*Activity:* All entries should be copied exactly, none left out.

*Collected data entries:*
PR #1083, opened 2016-09-08
REL-2945 add new result handler

tpolecat:
This adds a handler for a previously-unknown HORIZONS header line that gives the record number but no common name, followed by the primary designation in prens. The examples given (`2009 MS9`, `2013 LU28`, and `2015 DB216`) now resolve properly.

/cc @andrewwstephens

### DIFF
--- a/bundle/edu.gemini.horizons.api/src/main/scala/edu/gemini/horizons/server/backend/HS2.scala
+++ b/bundle/edu.gemini.horizons.api/src/main/scala/edu/gemini/horizons/server/backend/HS2.scala
@@ -280,12 +280,18 @@ object HorizonsService2 {
               List(Row(HorizonsDesignation.AsteroidNewStyle(m.group(1)) : HorizonsDesignation.Asteroid, m.group(1)))
             } \/> "Could not match '(2016 GB222)' header pattern."
 
+          // Single result with form: JPL/HORIZONS        418993 (2009 MS9)            2016-Sep-07 18:23:54
+          lazy val case4 =
+            """  +\d+\s+\((.+?)\)  """.r.findFirstMatchIn(header).map { m =>
+              List(Row(HorizonsDesignation.AsteroidNewStyle(m.group(1)) : HorizonsDesignation.Asteroid, m.group(1)))
+            } \/> "Could not match '418993 (2009 MS9)' header pattern."
 
           // First one that works!
           case0 orElse
           case1 orElse
           case2 orElse
-          case3 orElse "Could not parse the header line as an asteroid".left
+          case3 orElse
+          case4 orElse "Could not parse the header line as an asteroid".left
 
 
         case Search.MajorBody(_) =>
@@ -358,5 +364,3 @@ object HorizonsService2 {
     }
 
 }
-
-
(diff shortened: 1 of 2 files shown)


tpolecat:
I have been out of the loop on this patch release so I'm not sure which branch to merge against; can someone advise? I will be traveling for the next week but will be online periodically.

bundle/edu.gemini.horizons.api/src/main/scala/edu/gemini/horizons/server/backend/HS2.scala
```diff
@@ -280,12 +280,18 @@ object HorizonsService2 {
               List(Row(HorizonsDesignation.AsteroidNewStyle(m.group(1)) : HorizonsDesignation.Asteroid, m.group(1)))
             } \/> "Could not match '(2016 GB222)' header pattern."
 
+          // Single result with form: JPL/HORIZONS        418993 (2009 MS9)            2016-Sep-07 18:23:54
+          lazy val case4 =
+            """  +\d+\s+\((.+?)\)  """.r.findFirstMatchIn(header).map { m =>
```
cquiroz: Should the whitespace at the beginning and end also be done using `\s`?

cquiroz:
Looks good to me 👍 
If it is needed for the patch you should also make a PR against `release-2016B`

arturog8m:
We aren't planning on a patch release to the ODB or its services - so
unless this is an emergency that can't wait until December, we shouldn't
merge with release-2016B.

bundle/edu.gemini.horizons.api/src/main/scala/edu/gemini/horizons/server/backend/HS2.scala
sraaphorst: Could someone explain the `\/>` operator? Does it simply create a right `\/[A,B]`?

cquiroz: it takes the `Option` produced by `findFirstMatchIn` and if it is `Some(a)` it gives you a `\/.right(a)` and if `None` it gives you a `\/.left` with the error message

sraaphorst: Excellent. Thanks @cquiroz for the very clear explanation!

sraaphorst:
Also looks good to me, although I am also curious about Carlos' comment about the regexes. 👍

bundle/edu.gemini.horizons.api/src/main/scala/edu/gemini/horizons/server/backend/HS2.scala
tpolecat: @cquiroz It's explicitly looking for two spaces because there is leading and trailing text in the header line with space padding (the text we're looking for is centered). So it could really be two or more but `  ` is easier to read/write than `\s{2,}`.

cquiroz: Interesting format 😄 very FITS-ish

tpolecat:
@arturog8m the package says backend for historical (i.e., bad) reasons but it runs locally on the OT now.

tpolecat:
I'll rebase and move this to `release-2016B` when I get to Toronto. The airplane wifi is crapping out.

arturog8m:
@tpolecat thanks, ok - if we can release this as a pure OT thing, I'm all for it. @andrewwstephens could you include this in the testing you are doing ?

andrewwstephens:
No problem.

PR #1084, opened 2016-09-08
REL-2924: Make PA text field uneditable in parallactic angle mode

sraaphorst:
Since the functionality to override the parallactic angle is currently broken and may be somewhat complicated to fix, for the patch release, we are going to leave this functionality out.

Bryan sensibly suggested that we thus make the PA text field uneditable in parallactic angle mode to indicate this. This PR simply does that.


cquiroz:
Looks good to me :+1:

PR #1085, opened 2016-09-08
REL-2922B: Set the minimum number of fractional digits to 2.

sraaphorst:
Bryan requested that the minimum number of fractional digits for the PA text field be set to two.


cquiroz:
Looks good to me :+1:

PR #1088, opened 2016-09-08
REL-2922B: Fix change to revert to old target model angle

sraaphorst:
I missed one aspect when reverting to the old target model, which was, bizarrely, compiling, but causing an issue with regards to running the formatter.

This fixes that and again, will only be in the patch release branch.


cquiroz:
Looks good to me :+1:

*Task solution:*
PR #1083, opened 2016-09-08
REL-2945 add new result handler

tpolecat:
This adds a handler for a previously-unknown HORIZONS header line that gives the record number but no common name, followed by the primary designation in prens. The examples given (`2009 MS9`, `2013 LU28`, and `2015 DB216`) now resolve properly.

/cc @andrewwstephens

### DIFF
--- a/bundle/edu.gemini.horizons.api/src/main/scala/edu/gemini/horizons/server/backend/HS2.scala
+++ b/bundle/edu.gemini.horizons.api/src/main/scala/edu/gemini/horizons/server/backend/HS2.scala
@@ -280,12 +280,18 @@ object HorizonsService2 {
               List(Row(HorizonsDesignation.AsteroidNewStyle(m.group(1)) : HorizonsDesignation.Asteroid, m.group(1)))
             } \/> "Could not match '(2016 GB222)' header pattern."
 
+          // Single result with form: JPL/HORIZONS        418993 (2009 MS9)            2016-Sep-07 18:23:54
+          lazy val case4 =
+            """  +\d+\s+\((.+?)\)  """.r.findFirstMatchIn(header).map { m =>
+              List(Row(HorizonsDesignation.AsteroidNewStyle(m.group(1)) : HorizonsDesignation.Asteroid, m.group(1)))
+            } \/> "Could not match '418993 (2009 MS9)' header pattern."
 
           // First one that works!
           case0 orElse
           case1 orElse
           case2 orElse
-          case3 orElse "Could not parse the header line as an asteroid".left
+          case3 orElse
+          case4 orElse "Could not parse the header line as an asteroid".left
 
 
         case Search.MajorBody(_) =>
@@ -358,5 +364,3 @@ object HorizonsService2 {
     }
 
 }
-
-
(diff shortened: 1 of 2 files shown)


tpolecat:
I have been out of the loop on this patch release so I'm not sure which branch to merge against; can someone advise? I will be traveling for the next week but will be online periodically.

bundle/edu.gemini.horizons.api/src/main/scala/edu/gemini/horizons/server/backend/HS2.scala
```diff
@@ -280,12 +280,18 @@ object HorizonsService2 {
               List(Row(HorizonsDesignation.AsteroidNewStyle(m.group(1)) : HorizonsDesignation.Asteroid, m.group(1)))
             } \/> "Could not match '(2016 GB222)' header pattern."
 
+          // Single result with form: JPL/HORIZONS        418993 (2009 MS9)            2016-Sep-07 18:23:54
+          lazy val case4 =
+            """  +\d+\s+\((.+?)\)  """.r.findFirstMatchIn(header).map { m =>
```
cquiroz: Should the whitespace at the beginning and end also be done using `\s`?

cquiroz:
Looks good to me 👍 
If it is needed for the patch you should also make a PR against `release-2016B`

arturog8m:
We aren't planning on a patch release to the ODB or its services - so
unless this is an emergency that can't wait until December, we shouldn't
merge with release-2016B.

bundle/edu.gemini.horizons.api/src/main/scala/edu/gemini/horizons/server/backend/HS2.scala
sraaphorst: Could someone explain the `\/>` operator? Does it simply create a right `\/[A,B]`?

cquiroz: it takes the `Option` produced by `findFirstMatchIn` and if it is `Some(a)` it gives you a `\/.right(a)` and if `None` it gives you a `\/.left` with the error message

sraaphorst: Excellent. Thanks @cquiroz for the very clear explanation!

sraaphorst:
Also looks good to me, although I am also curious about Carlos' comment about the regexes. 👍

bundle/edu.gemini.horizons.api/src/main/scala/edu/gemini/horizons/server/backend/HS2.scala
tpolecat: @cquiroz It's explicitly looking for two spaces because there is leading and trailing text in the header line with space padding (the text we're looking for is centered). So it could really be two or more but `  ` is easier to read/write than `\s{2,}`.

cquiroz: Interesting format 😄 very FITS-ish

tpolecat:
@arturog8m the package says backend for historical (i.e., bad) reasons but it runs locally on the OT now.

tpolecat:
I'll rebase and move this to `release-2016B` when I get to Toronto. The airplane wifi is crapping out.

arturog8m:
@tpolecat thanks, ok - if we can release this as a pure OT thing, I'm all for it. @andrewwstephens could you include this in the testing you are doing ?

andrewwstephens:
No problem.

PR #1084, opened 2016-09-08
REL-2924: Make PA text field uneditable in parallactic angle mode

sraaphorst:
Since the functionality to override the parallactic angle is currently broken and may be somewhat complicated to fix, for the patch release, we are going to leave this functionality out.

Bryan sensibly suggested that we thus make the PA text field uneditable in parallactic angle mode to indicate this. This PR simply does that.


cquiroz:
Looks good to me :+1:

PR #1085, opened 2016-09-08
REL-2922B: Set the minimum number of fractional digits to 2.

sraaphorst:
Bryan requested that the minimum number of fractional digits for the PA text field be set to two.


cquiroz:
Looks good to me :+1:

PR #1088, opened 2016-09-08
REL-2922B: Fix change to revert to old target model angle

sraaphorst:
I missed one aspect when reverting to the old target model, which was, bizarrely, compiling, but causing an issue with regards to running the formatter.

This fixes that and again, will only be in the patch release branch.


cquiroz:
Looks good to me :+1:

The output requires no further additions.